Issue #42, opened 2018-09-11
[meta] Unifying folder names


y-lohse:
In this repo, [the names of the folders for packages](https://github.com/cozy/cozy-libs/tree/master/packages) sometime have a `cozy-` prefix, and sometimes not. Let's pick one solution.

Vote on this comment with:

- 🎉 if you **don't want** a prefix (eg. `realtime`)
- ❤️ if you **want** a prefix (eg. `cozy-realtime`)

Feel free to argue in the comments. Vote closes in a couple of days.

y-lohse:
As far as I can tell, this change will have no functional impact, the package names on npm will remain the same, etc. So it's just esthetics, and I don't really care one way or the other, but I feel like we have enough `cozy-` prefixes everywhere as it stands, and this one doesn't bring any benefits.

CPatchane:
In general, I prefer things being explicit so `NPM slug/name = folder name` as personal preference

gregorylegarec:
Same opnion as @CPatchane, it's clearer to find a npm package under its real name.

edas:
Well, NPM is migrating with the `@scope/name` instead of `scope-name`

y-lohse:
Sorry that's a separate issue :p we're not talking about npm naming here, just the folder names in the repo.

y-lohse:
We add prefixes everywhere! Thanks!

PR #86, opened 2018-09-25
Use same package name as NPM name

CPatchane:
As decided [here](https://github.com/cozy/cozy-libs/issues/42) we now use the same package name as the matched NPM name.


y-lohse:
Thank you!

——————————

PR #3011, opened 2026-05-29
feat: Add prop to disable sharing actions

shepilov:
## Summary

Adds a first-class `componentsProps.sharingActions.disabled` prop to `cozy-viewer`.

——————————

PROMPT - Using the material above, transcribe exactly the lines from the line with "Issue #42, opened 2018-09-11" to the line with "- 🎉 if you **don't"; both count, and nothing else goes in.

WRITTEN SOLUTION -
Issue #42, opened 2018-09-11
[meta] Unifying folder names


y-lohse:
In this repo, [the names of the folders for packages](https://github.com/cozy/cozy-libs/tree/master/packages) sometime have a `cozy-` prefix, and sometimes not. Let's pick one solution.

Vote on this comment with:

- 🎉 if you **don't want** a prefix (eg. `realtime`)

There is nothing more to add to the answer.